Johan Bakayoko's struggles at RB Leipzig compound the transfer disappointment. The Belgian striker began promisingly with two goals in his first five appearances, but his last meaningful contribution arrived with a 1-0 winner at Wolfsburg in late September. Signed for €18 million from PSV Eindhoven, the 23-year-old then evaporated offensively. A six-week muscle injury interrupted his recovery, and by 2026 he'd managed just over 100 minutes of playing time with zero starts under manager Ole Werner—a far cry from Jürgen Klopp's personal endorsement that reportedly drove the transfer.

Keita Kosugi represents another transfer misstep. The Japanese full-back's €6.5 million January arrival at Eintracht Frankfurt from Djurgårdens IF generated minimal fanfare, yet his invisibility proved complete. Signed as cover for left-back duties, Kosugi never made a competitive debut. He appeared on squad sheets during early weeks before disappearing entirely from matchday rosters after March. At 20 years old, the Under-23 international remains unsigned promise.
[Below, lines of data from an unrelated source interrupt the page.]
PR #1714, opened 2026-07-17
chore: bump safe dependencies

latin-panda:
#### What has been done to verify that this works as intended?

smoke test

#### Why is this the best possible solution? Were any other approaches considered?

- Bumps in-range dependencies across all workspaces. No breaking changes, no major version jumps. 
Updating early to give us time to detect issues before release. 

- Updates package-lock.json with correct version that matches apps/central/package.json and apps/forms/package.json

#### How does this change impact users? Describe intentional behavior changes from code updates. What are the regression risks?

No

#### Does this change require updates to user documentation? If so, please file an issue [here](https://github.com/getodk/docs/issues/new) and include the link below.

No

PR #1728, opened 2026-07-25
eslint: enable rule: eol-last

alxndrsn:
Also fix violation.

- [x] tested locally
- [x] ci

Repeated whitespace changes add noise to PRs and make tracking changes to code over time more difficult, for no real gain.

No effect.

No.


latin-panda (approved):
Thank you!

apps/forms/eslint.config.js
```diff
@@ -316,6 +316,7 @@ export default defineConfig(
 					allowInterfaces: 'with-single-extends',
 				},
 			],
+      'eol-last': 'error',
```
alxndrsn: Looks like some enforcement of tabs vs spaces is also required...

package-lock.json
```diff
@@ -61,7 +61,7 @@
     },
     "apps/central": {
       "name": "@getodk/central-frontend",
-      "version": "0.1.0",
+      "version": "2026.2.0",
```
alxndrsn: Why has this file changed?

alxndrsn: Reverted.

apps/forms/eslint.config.js
alxndrsn: Created issue at https://github.com/getodk/central/issues/2090.

package-lock.json
latin-panda: IMO, the change is correct because it matches package.json and is probably a miss from the last release. But it's okay; I have a PR that proposes an update to this file too

https://github.com/getodk/central-frontend/pull/1714

alxndrsn: :+1: The change might be correct, but it's entirely unrelated to this PR.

The Broader Transfer Crisis

These high-profile failures underscore a recurring Bundesliga issue: clubs signing players without adequate fit assessments or realistic pathway integration. Whether talented youngsters requiring adaptation time or experienced acquisitions failing to meet strategic needs, the 2025-26 season demonstrated that prestigious names and transfer fees guarantee nothing. Samuel Mbangula at Werder Bremen—Juventus's €10 million export—provided only partial redemption with sporadic goal contributions, while others vanished entirely from team plans. As recruitment standards continue evolving across the division, identifying which mid-window signings represent genuine oversights versus patience-requiring talents will define clubs' summer planning strategies.